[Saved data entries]
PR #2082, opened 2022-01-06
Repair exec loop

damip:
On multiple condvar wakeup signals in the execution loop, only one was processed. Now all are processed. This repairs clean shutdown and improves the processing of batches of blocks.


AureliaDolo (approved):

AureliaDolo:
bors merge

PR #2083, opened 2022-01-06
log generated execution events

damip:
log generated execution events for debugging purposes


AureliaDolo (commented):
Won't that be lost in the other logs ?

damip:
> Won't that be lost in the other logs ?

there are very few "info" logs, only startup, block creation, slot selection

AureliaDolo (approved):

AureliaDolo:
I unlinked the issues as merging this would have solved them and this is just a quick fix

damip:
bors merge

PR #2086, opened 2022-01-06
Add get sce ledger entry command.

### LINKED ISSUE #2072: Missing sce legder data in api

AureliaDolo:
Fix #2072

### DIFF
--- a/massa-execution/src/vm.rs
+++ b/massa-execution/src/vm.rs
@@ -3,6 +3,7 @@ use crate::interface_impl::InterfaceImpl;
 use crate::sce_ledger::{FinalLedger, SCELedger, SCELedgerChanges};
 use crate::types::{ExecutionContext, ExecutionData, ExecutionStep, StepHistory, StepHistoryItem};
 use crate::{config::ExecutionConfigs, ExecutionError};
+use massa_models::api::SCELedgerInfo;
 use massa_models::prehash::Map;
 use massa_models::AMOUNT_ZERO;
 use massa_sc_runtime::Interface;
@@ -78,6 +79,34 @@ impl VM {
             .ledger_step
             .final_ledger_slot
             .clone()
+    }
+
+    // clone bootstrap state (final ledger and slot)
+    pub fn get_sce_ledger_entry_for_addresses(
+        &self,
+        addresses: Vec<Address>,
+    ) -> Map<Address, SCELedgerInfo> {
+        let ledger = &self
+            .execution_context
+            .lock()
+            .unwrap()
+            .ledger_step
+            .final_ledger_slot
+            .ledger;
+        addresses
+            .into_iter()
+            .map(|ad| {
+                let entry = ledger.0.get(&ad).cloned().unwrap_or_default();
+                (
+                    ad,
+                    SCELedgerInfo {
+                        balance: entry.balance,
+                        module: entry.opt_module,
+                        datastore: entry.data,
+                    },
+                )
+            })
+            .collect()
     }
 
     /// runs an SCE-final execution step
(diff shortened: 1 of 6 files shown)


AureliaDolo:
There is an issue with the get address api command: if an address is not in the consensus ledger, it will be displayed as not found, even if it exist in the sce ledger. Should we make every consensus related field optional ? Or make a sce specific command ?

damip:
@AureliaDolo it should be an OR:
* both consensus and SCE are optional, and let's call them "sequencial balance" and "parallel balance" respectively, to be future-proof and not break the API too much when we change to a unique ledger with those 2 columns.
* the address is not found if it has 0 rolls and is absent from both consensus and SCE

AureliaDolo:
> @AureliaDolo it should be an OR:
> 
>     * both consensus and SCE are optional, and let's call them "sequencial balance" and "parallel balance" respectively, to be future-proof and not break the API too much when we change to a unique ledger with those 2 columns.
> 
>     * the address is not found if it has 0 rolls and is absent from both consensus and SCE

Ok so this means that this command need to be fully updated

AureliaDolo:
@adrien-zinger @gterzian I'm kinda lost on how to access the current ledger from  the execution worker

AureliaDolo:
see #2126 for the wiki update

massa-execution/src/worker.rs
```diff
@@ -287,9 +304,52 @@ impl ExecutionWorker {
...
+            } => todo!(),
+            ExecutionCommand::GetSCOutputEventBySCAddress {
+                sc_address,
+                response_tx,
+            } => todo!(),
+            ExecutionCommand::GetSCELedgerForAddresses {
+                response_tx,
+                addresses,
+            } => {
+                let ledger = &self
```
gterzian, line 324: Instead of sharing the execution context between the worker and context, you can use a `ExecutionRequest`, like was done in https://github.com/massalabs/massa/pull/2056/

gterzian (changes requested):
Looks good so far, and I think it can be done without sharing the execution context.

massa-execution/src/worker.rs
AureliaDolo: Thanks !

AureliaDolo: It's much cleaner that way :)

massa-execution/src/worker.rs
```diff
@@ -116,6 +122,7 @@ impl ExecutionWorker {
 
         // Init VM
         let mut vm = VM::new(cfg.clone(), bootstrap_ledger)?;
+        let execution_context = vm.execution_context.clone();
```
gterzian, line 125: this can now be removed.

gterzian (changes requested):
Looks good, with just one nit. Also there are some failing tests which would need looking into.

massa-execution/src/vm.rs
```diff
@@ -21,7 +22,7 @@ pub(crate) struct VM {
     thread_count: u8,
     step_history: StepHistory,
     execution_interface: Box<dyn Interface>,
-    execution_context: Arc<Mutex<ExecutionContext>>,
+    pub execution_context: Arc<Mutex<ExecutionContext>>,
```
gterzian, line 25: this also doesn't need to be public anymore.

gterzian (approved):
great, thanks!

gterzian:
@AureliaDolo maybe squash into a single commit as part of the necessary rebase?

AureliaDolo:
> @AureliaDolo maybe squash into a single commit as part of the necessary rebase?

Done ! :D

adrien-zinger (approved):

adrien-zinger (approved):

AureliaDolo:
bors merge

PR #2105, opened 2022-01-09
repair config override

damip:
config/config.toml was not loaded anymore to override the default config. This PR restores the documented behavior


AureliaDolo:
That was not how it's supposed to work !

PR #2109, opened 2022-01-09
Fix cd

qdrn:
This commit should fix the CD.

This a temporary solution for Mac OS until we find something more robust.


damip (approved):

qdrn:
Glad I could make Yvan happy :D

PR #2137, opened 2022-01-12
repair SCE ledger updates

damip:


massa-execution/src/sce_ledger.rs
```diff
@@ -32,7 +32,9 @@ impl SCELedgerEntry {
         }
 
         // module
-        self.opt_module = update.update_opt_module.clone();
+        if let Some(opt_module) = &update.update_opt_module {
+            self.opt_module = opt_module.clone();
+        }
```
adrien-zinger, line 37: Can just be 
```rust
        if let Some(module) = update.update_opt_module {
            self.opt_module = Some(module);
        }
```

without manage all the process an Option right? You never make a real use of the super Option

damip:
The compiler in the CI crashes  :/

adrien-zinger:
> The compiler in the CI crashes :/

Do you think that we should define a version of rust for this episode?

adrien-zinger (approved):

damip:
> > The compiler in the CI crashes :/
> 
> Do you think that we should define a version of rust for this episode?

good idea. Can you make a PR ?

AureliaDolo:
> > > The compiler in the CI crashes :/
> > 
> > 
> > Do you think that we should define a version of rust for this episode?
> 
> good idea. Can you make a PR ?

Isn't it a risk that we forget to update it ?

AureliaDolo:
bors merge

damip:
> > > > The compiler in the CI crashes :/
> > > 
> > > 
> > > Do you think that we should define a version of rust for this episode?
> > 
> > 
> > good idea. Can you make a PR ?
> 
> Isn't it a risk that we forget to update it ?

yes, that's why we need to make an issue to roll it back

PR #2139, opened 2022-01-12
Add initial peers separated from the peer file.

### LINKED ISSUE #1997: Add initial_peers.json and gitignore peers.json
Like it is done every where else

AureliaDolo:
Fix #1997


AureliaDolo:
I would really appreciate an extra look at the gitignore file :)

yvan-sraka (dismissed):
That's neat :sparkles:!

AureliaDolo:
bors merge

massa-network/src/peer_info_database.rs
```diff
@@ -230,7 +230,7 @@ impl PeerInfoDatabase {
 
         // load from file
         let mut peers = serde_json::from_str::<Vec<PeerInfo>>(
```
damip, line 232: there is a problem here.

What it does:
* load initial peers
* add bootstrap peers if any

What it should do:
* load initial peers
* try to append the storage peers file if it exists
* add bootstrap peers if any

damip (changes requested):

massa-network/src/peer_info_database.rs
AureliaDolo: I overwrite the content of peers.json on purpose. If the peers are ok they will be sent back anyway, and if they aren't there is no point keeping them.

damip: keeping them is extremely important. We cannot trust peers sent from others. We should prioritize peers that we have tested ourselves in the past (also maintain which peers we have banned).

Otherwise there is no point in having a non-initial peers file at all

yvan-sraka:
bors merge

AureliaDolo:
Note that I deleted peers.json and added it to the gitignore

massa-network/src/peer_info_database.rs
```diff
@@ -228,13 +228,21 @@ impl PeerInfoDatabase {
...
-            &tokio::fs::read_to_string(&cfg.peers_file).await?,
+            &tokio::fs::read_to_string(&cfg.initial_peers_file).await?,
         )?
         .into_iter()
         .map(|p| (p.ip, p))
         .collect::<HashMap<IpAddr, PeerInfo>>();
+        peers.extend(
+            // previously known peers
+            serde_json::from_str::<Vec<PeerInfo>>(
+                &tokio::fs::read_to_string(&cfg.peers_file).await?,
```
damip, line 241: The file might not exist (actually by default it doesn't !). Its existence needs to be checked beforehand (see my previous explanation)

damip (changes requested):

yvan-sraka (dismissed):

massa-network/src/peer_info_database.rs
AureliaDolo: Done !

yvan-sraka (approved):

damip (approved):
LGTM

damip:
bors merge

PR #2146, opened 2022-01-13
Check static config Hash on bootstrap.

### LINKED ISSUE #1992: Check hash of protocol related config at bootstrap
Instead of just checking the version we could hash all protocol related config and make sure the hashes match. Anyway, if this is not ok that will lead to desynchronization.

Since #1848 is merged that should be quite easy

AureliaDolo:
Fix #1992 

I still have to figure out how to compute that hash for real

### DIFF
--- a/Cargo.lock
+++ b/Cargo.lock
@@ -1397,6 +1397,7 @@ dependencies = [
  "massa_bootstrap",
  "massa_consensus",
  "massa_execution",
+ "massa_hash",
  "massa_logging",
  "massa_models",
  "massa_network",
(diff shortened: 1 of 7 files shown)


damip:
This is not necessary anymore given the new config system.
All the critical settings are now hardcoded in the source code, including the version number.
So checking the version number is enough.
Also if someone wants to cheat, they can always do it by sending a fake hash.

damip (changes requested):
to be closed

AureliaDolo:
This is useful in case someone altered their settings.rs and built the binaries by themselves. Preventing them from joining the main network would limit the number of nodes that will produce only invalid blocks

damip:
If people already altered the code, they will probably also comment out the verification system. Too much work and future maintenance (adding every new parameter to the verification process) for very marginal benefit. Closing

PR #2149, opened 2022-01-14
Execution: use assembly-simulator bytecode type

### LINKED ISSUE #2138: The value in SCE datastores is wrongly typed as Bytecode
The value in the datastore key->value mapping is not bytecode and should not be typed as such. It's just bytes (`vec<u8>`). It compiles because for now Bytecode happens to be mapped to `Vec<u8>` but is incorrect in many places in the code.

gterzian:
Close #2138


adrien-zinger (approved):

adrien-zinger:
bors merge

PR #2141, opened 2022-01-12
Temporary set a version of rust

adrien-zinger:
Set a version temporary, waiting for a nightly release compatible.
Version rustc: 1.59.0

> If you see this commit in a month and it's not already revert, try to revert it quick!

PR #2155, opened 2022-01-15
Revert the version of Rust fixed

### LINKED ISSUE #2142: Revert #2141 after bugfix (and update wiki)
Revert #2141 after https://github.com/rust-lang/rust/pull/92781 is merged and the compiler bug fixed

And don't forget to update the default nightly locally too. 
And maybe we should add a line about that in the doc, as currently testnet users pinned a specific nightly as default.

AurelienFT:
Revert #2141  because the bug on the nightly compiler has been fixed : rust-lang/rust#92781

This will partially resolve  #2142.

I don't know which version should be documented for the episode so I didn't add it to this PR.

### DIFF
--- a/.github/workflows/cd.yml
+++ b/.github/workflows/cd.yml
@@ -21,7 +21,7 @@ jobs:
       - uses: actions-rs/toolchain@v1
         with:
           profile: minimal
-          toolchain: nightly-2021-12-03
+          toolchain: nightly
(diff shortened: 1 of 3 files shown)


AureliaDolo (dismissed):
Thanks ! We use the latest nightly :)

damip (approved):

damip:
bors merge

WORK INSTRUCTIONS:
The response must consist solely of the lines from the first line of the entries through the line containing "use massa_models::prehash::Map;", repeated exactly.

FINISHED TASK:
PR #2082, opened 2022-01-06
Repair exec loop

damip:
On multiple condvar wakeup signals in the execution loop, only one was processed. Now all are processed. This repairs clean shutdown and improves the processing of batches of blocks.


AureliaDolo (approved):

AureliaDolo:
bors merge

PR #2083, opened 2022-01-06
log generated execution events

damip:
log generated execution events for debugging purposes


AureliaDolo (commented):
Won't that be lost in the other logs ?

damip:
> Won't that be lost in the other logs ?

there are very few "info" logs, only startup, block creation, slot selection

AureliaDolo (approved):

AureliaDolo:
I unlinked the issues as merging this would have solved them and this is just a quick fix

damip:
bors merge

PR #2086, opened 2022-01-06
Add get sce ledger entry command.

### LINKED ISSUE #2072: Missing sce legder data in api

AureliaDolo:
Fix #2072

### DIFF
--- a/massa-execution/src/vm.rs
+++ b/massa-execution/src/vm.rs
@@ -3,6 +3,7 @@ use crate::interface_impl::InterfaceImpl;
 use crate::sce_ledger::{FinalLedger, SCELedger, SCELedgerChanges};
 use crate::types::{ExecutionContext, ExecutionData, ExecutionStep, StepHistory, StepHistoryItem};
 use crate::{config::ExecutionConfigs, ExecutionError};
+use massa_models::api::SCELedgerInfo;
 use massa_models::prehash::Map;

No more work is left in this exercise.